Bank nationalization would at least give the politicians the option of negotiating debt relief with Association of Southeast Asian Nations countries, for example, which could prove hugely bullish for those countries' smaller stock markets. Japan would finally atone for World War II, while assuring itself of better regional economics. Such theorizing may seem far-fetched, but it is the direction we could be heading in.

Meanwhile, no one should lose sight of Japan's core problem, which remains lack of profitability.

The present miserable 1% return of equity for Japanese companies is a sorry reflection of the inefficiency of the huge amount of capital expenditure undertaken since the mid-1980s. In this sense, Japan symbolizes the overinvestment and excess capacity that are the root of the Asian crisis.

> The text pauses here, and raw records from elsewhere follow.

PR #595, opened 2021-07-15
fix(Inventory): SPM-1019 unwanted hosts are removed

mkholjuraev:


src/Utilities/Hooks.js
```diff
@@ -120,7 +120,17 @@ export const useOnSelect = (rawData, selectedRows, fetchAllData, selectRows,
     const onSelect = React.useCallback((event, selected, rowId) => {
         const createSelectedRow = (rawData, toSelect = []) => {
             rawData.forEach((row) => {
-                toSelect.push(
+                const {
```
jiridostal, line 123: I think this approach is not very flexible ... Can not we pass another function to the onSelect, let's say 'isRowDisabled' that would take the row and evaluate according to the provided function? In this case we would be able to use different condition from different pages. Generally I don't like the fact that we have that many constants in a hook

PR #596, opened 2021-07-17
fix(CVE-2021-33623) SPM-970 is remediated

mkholjuraev:
The `trim-newlines` package before 3.0.1 and 4.x before 4.0.1 for Node.js has an issue related to regular expression denial-of-service (ReDoS) for the .end() method.

By updating node-sass to 6.0.1 we are using only  `trim-newlines@3.0.1`


mkholjuraev:
It is painful to find out what is the problem. @jiridostal  Let's merge this, if you think it is safe

PR #598, opened 2021-07-21
feat(NoAccess): SPM-968 use shared not-connected component

mkholjuraev:


mkholjuraev:
I have no idea why tests are not passing

jiridostal:
Delete package-lock and install again, it should fix the issue.

mkholjuraev:
Here also, It is painful to find out what is the problem. @jiridostal Let's merge this if you think it is safe

PR #609, opened 2021-07-28
fix(Inventory): problems after rebase are solved

mkholjuraev:
The issues after rebase:
1. `filterSelectedRowIDs` function in Helpers.js was renamed to `removeUndefinedObjectKeys`. But this change was got lost during rebase and it was not reflected in Inventory Components.
2. `useEffect` in PackageSystems page was changed to async function and it broke the implementation of `clearInventoryReducer`. Thus if you select a system on the Package Systems page it was present also in Systems Page. 
3. If you select All systems, all of the systems on the first page is selected even if it was selected. It was because we did not call the `inventoryModifier` reducer to remap with updated systems selected.
4. The last problem that occurred was the incorrect `useSelector` for selected rows in all Inventory pages. Previously `selectedRows` was a part of the relevant reducer for the component. But after rebase, it is now stored in `entities` reducer


jiridostal:
did not try the change, but let's merge it and observe in CI.

PR #610, opened 2021-07-29
fix(Clear Filters): SPM-1020 redundant API call is removed

mkholjuraev:


jiridostal:
Seems like there are some styling issues 
image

To address the issue of lack of profitability, Japanese companies need to write off the last decade's investment spending against their book values. Tax breaks are necessary to encourage them to do just this. It is therefore discouraging that Japanese bureaucrats are not even thinking in these terms. Likewise, there is an equal lack of imagination displayed in boosting the one area that will eventually have to lead any upturn. That is housing.

With negative equity growing by the day, housing starts continue to decline in Japan. The obvious solution is for radical tax relief on mortgage financing and the like. The LDP, with its obvious need to attract urban votes if it wants to stay in power, should be taking action on this front. But so far the progress in this area is pathetic.

Japan will recover. But a catalyst is still required to force change. When that day finally arrives, it will be bullish for Asia. This week's celebrations, however, are premature. The paint is still drying.